TASK INSTRUCTIONS ::
In the listing below, find each line that holds the string "have" and copy it.

DATA PROVIDED ::

PR #979, opened 2022-07-12
Ability to stick header to the top of the page

Wirone:

If enabled (using `stickyHeader` param), header with top menu will be always visible regardless of scrolling.

[Live Demo](https://blog.codito.dev/).

- Works on desktop and mobile
- Supports dark/light modes
- 100% backward compatible

No.

## PR Checklist

### DIFF
--- a/assets/css/common/header.css
+++ b/assets/css/common/header.css
@@ -1,3 +1,11 @@
+header.header-sticky {
+    position: sticky;
+    top: 0;
+    width: 100%;
+    background: var(--theme);
+    z-index: 1000;
+}
+
 .nav {
     display: flex;
     flex-wrap: wrap;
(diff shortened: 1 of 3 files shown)


ngntrgduc:
Thanks for the great feature~. But it will hide some content after clicking on the `Table of Contents`.

Here is my workaround: add this to the `assets/css/common/header.css`

```css
html {
    scroll-padding-top: calc(var(--header-height) * 2);
}
```

I hope this help.

Wirone:
@ngntrgduc Thanks for the great tip! I encountered this issue on my blog, but ignored it as I did not want to spend my time on it, however I've just applied your snippet and it really helps 🙂. Just added it to this PR.

I am not up-to-date with modern CSS tricks, so let me know if there's a way of applying this to `html` conditionally when `header` has `header-sticky` class included. Maybe there's no need to apply `header-sticky` also to `html` 😉.

PR #1008, opened 2022-08-16
Charts+graphs

divad1196:
I have read what comes before about not using CDN. I am wondering why, could you explain?
I have made some changes for my personal use and thought it could be useful for others, so I isolated my commits and made this PR. The CDN are only loaded if needed, and this is better than having a copy of the file.

I am open to discussion and I am ready to collaborate if it can help.

This PR allows:
* Use of mermaid diagrams (shortcode)
* Use of charts (shortcode)
    * This use Chart.js (cdn)
    * We can provide the whole parameters to define the exact diagram we want
    * There is a simplified version for barCharts. Colors are predefined but can be override

Not as far as I know

## PR Checklist

### DIFF
--- a/data/charts/colors.yml
+++ b/data/charts/colors.yml
@@ -1,0 +1,28 @@
+red: &red '#FF6384FF' 
+bgRed: &bgRed '#FF638433'
+blue: &blue '#36A2EBFF'
+bgBlue: &bgBlue '#36A2EB33'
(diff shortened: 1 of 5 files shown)


divad1196:
Closing this PR:
- Answer taking to long
- Don't want to contribute after seeing the kind of responses provided when they are some.

PR #1011, opened 2022-08-18
i18n: Improve date localization

RoneoOrg:
Hugo recently improved the way dates are displayed in languages other than english.
Let's implement this feature. It requires to bump to required Hugo version to 0.87.
Ref: https://gohugo.io/functions/dateformat/


adityatelange:
- #555 
Already deals with it and is included, thanks

PR #1012, opened 2022-08-19
Adding threema as social icon

pabloscloud:
It adds the theema svg from https://github.com/simple-icons/simple-icons to the social-icons

I don't think so


adityatelange (approved):

pabloscloud:
thanks :)

Issue #962, opened 2022-06-29
Content with Cover Images generate Cumulative Layout Shift


jaxn020:
Dear Adithya, kindly check on this.
Posts without any Cover Image ( Ex: https://adityatelange.github.io/hugo-PaperMod/posts/papermod/papermod-installation/) show ZERO CLS score (which is perfect!),
But as soon as an Image is added (as cover image), either TOC creates a shift, or when TOC is false, post-content creates a shift or sometimes both. The CLS score is >0.2 which hurts site metrics. Please throw some light.
By the way, thanks for this Wonderful Theme!

adityatelange:
Can you help me why fix this? Pls investigate why this is happening.

sunuazizrahayu:
> Can you help me why fix this? Pls investigate why this is happening.

it's happening because we're not defining image size on attribute.
it might helpful [https://gtmetrix.com/cumulative-layout-shift.html](https://gtmetrix.com/cumulative-layout-shift.html)

adityatelange:
> > Can you help me why fix this? Pls investigate why this is happening.
> 
> @adityatelange ,it's happening because we're not defining image size on attribute. it might helpful https://gtmetrix.com/cumulative-layout-shift.html

We are when using page bundles. 
https://github.com/adityatelange/hugo-PaperMod/blob/045c08496d61b1b3f9c79e69e7d3d243a526d8f3/layouts/partials/cover.html#L27

there's no wat to calc it if you're statically linking it instead of using page bundles.

PR #1014, opened 2022-08-21
feat(layouts): add iconWidth support for icon

Airscripts:

Adds support for a new field in config's params called iconWidth.  
With iconWidth set, Lighthouse will not complain about Cumulative Shift Layouts.  
More on topic [here](https://web.dev/cls/).  

No, it wasn't treated about icons specifically.  

## PR Checklist

### DIFF
--- a/layouts/partials/header.html
+++ b/layouts/partials/header.html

WORKED SOLUTION ::
I have read what comes before about not using CDN. I am wondering why, could you explain?
I have made some changes for my personal use and thought it could be useful for others, so I isolated my commits and made this PR. The CDN are only loaded if needed, and this is better than having a copy of the file.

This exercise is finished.